Furthermore, that family unit might temporarily relocate to the UK because the Commonwealth citizen won a three-year job contract there. Upon completion, they return to Guyana, their country of domicile. For the adults to vote in elections here, even though Guyana had become their place of domicile, they would still have to wait a year before they can register to vote.
By only referring to the residency requirement of one year immediately prior to the registration date, GECOM is allowing Commonwealth citizens to register to vote who are ‘not so qualified’, to use the language of Article 159(2). That could have all kinds of consequences for the accuracy of the voters list and consequently the integrity of any elections held and ultimately, the result.
The reality is that domicile is not emblazoned on the forehead of someone and so is not something that a GECOM registration staff can discern when a Commonwealth citizen walks in to a GECOM office. It is acquired over a period of time and in combination with other events and circumstances. Some countries like Pakistan or Indonesia, for example, do issue a Certificate of Domicile, but that would be a function more for the GRO than for GECOM; in such a case, upon presentation of such a certificate, not unlike a Guyanese with a Birth Certificate of Passport, the Commonwealth citizen who has decided to make the fastest growing economy in the Hemisphere his domicile of choice, could then be easily registered to vote.

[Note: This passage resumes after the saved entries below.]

PR #1785, opened 2023-05-11
Set minimum pkgload version for is_loading()

MichaelChirico:
Required here:

https://github.com/r-lib/testthat/blob/86b85130beec27d8a73b75049fea585f9ff34dc0/R/test-path.R#L21

{pkgload} ref:

https://github.com/r-lib/pkgload/blob/60a0eae8d464acedc3f6bb42c8cd8cdda26ef057/NEWS.md?plain=1#L74-L75

### DIFF
--- a/DESCRIPTION
+++ b/DESCRIPTION
@@ -28,7 +28,7 @@ Imports:
     lifecycle,
     magrittr,
     methods,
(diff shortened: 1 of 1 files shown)


hadley:
Thanks!

PR #399, opened 2022-03-07
Add missing processors to metrics pipeline

tongpu:
We've seen that some labels that are present on logs are not present on metrics, add the `k8sattributes` and `resource/add_environment` processors to the metrics pipeline fixes this issue.

PR #791, opened 2023-05-22
Add deployment.environment to metrics always instead of just when splunkPlatform metrics are enabled

rjduffner:
When pulling in some prometheus generated metrics via annotations, I noticed the deployment.environment key was not getting set in SignalFx.

This PR changes it so that key always gets set when environment is set in the values file.

### DIFF
--- a/helm-charts/splunk-otel-collector/templates/config/_otel-agent.tpl
+++ b/helm-charts/splunk-otel-collector/templates/config/_otel-agent.tpl
@@ -805,7 +805,7 @@ service:
         {{- end }}
         - resourcedetection
         - resource
-        {{- if (and .Values.splunkPlatform.metricsEnabled .Values.environment) }}
+        {{- if .Values.environment }}
         - resource/add_environment
         {{- end }}
         {{- if .Values.isWindows }}


jvoravong:
Hey @rjduffner,
Thanks for contributing. This change looks valid to make our chart usage more uniform. Could you apply the same change to these other locations and add a CHANGELOG.md entry?
- https://github.com/signalfx/splunk-otel-collector-chart/blob/eb4ba48bad7bfa90a7442f43d276c7567f2f9072/helm-charts/splunk-otel-collector/templates/config/_otel-collector.tpl#L222
- https://github.com/signalfx/splunk-otel-collector-chart/blob/eb4ba48bad7bfa90a7442f43d276c7567f2f9072/helm-charts/splunk-otel-collector/templates/config/_otel-k8s-cluster-receiver-config.tpl#L150

jvoravong:
You will need to run [make render](https://github.com/signalfx/splunk-otel-collector-chart/blob/eb4ba48bad7bfa90a7442f43d276c7567f2f9072/Makefile#L1) on your local machine so the rendered examples are updated with your changes and for the pre-commit action to to pass.

dmitryax (changes requested):
This is done intentionally. `deployment.environment` is used for tracing and logs. Splunk Observability uses `sf_environment` for metrics which is set from the [trace correlation](https://github.com/open-telemetry/opentelemetry-collector-contrib/tree/main/exporter/signalfxexporter) which at the end must be the same value. So if you're using APM product, it should be already there. If you don't use the APM product, can you please share more details on how you use this attribute?

If we decide to make this change, it requires thorough testing before applying. It might introduce some issue for Splunk Observability.

dmitryax:
More context from the git blame https://github.com/signalfx/splunk-otel-collector-chart/pull/399

rjduffner:
Thanks for the tips there @jvoravong. Will update those.

@dmitryax, We need a way to correlate infra metrics coming off each host to a specific environment.

Yes APM metrics are working with sf_environment and traces are working with deployment.environment. What is missing is attributes from receivers like hostmetrics or k8s metrics. While we can filter based on cluster name, it would be nice to also have the environment since we do put it in that values file.

Maybe I am missing something though. Thanks!

dmitryax:
> Yes APM metrics are working with sf_environment and traces are working with deployment.environment. What is missing is attributes from receivers like hostmetrics or k8s metrics. While we can filter based on cluster name, it would be nice to also have the environment since we do put it in that values file.

All the metrics, including hostmetrics or k8s metrics, should have `sf_environment` as long as they are sent via `signalfx` exporter and the traces pipeline has `signalfx` exporter as well. See https://github.com/open-telemetry/opentelemetry-collector-contrib/tree/main/exporter/signalfxexporter#traces-configuration-correlation-only for more details

rjduffner:
Hi @dmitryax, I have the signalfx exporter and checked the metric cpu.utilization.

I can see it contains the dimension, k8s.cluster.name (added here: https://github.com/signalfx/splunk-otel-collector-chart/blob/main/helm-charts/splunk-otel-collector/templates/config/_otel-agent.tpl#L555) but we do not have sf_environment.

Also note, we are using the exporter as default in the chart and only passing in our token through the values file.

dmitryax:
@rjduffner `sf_environment` is sent as a property, not a dimension. You can use properties the same way as dimensions, but they are not visible in the data table. You should be able to see it in the metrics finder https://app.signalfx.com/#/metrics/?query=cpu.utilization

Screenshot 2023-05-24 at 3 42 42 PM

rjduffner:
Ok thanks for the information. Its a bit strange its not in the data table as it makes discoverability very hard as well as monitoring multiple envs at once... tricky to say the least.

But good to know its there. Thanks for the help.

Were the requirement of the issuance of a Certificate of Domicile be regarded as onerous, time wasting, unnecessary, bureaucratic – whatever be the objection – another option would be to do away altogether with the requirement of domicile, and utilize instead a more measurable yardstick such as residence in Guyana for an uninterrupted period of five to seven years – what is required to acquire Guyanese citizenship. Neither would the grant of Guyanese citizenship instead of domicile be the solution, even if the residency requirement for either were to be similar and was met; this is because some persons might want the right to vote in their country of domicile, without the right to citizenship; others may be precluded under their existing citizenship from acquiring a second citizenship without relinquishing the existing one.
Still others like my friend Rawle Blackman – whether or not he is a dual citizen – would have us “follow pattern” some Commonwealth nations and remove altogether from our Constitution the right of Commonwealth citizens other than Guyanese to vote. This of course would burn our bridges with the 56-member organisation, which has over the years stood firm with us in support in a number of critical areas – the Guyana-Venezuela controversy, technical assistance and cooperation in the areas such as legislative reform, youth empowerment, parliamentary and electoral scrutiny – a price which I respectfully believe is too high to pay. Squandering such political capital is much easier than rebuilding it.
I look forward to GECOM, the administration, the Constitutional Reform Commission – whoever – using the five years between now and the next election to fix this anomaly.